When President Lincoln issued his first call for 75,000 for three months, the call was telegraphed to Franklin county, and David Murphy raised a party of 53 men and hurried them to St. Louis. Those men were the first raised in the interior of the State outside of St. Louis. for the cause of the Union. In response to the request, Captain Murphy sent the following as among those whom he recalled as having responded to the first call of arms from this county. After reaching St. Louis the men were united with 35 other men from St. Louis, and formed with them, what is officially known as Co.A Rifle Battalion, 1st MO Inf. (3 months).

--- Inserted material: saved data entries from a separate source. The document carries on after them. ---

PR #121, opened 2023-08-03
Implement property substitution for some attributes

npomaroli:


cms-core/src/main/java/com/gentics/contentnode/object/ContentRepository.java
```diff
@@ -153,12 +160,24 @@ public abstract class ContentRepository extends AbstractContentObject implements
...
+			switch(cr.getPasswordType()) {
+			case none:
 				nodeCR.setPassword(null);
+				nodeCR.setPasswordProperty(false);
+				break;
+			case property:
+				if (cr.getPasswordProperty() != null) {
+					nodeCR.setPassword(cr.getPasswordProperty());
+				}
+				nodeCR.setPasswordProperty(true);
```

It was assigned to the 1st MO Inf. (3 months) under Col. Blair, participated in the capture of Camp Jackson in St. Louis, May 10, 1861, acted as he prison guard with the rest of the regiment until the Camp Jackson prisoner were paroled, joined Capt. Coles, Co.A 5th MO Inf. (3 months), in the expedition to Potosi, May 14, 1861, performed other service in S.E. MO, and on Sep. 18, 1861 was reorganized into the 1st MO Art. for three years service.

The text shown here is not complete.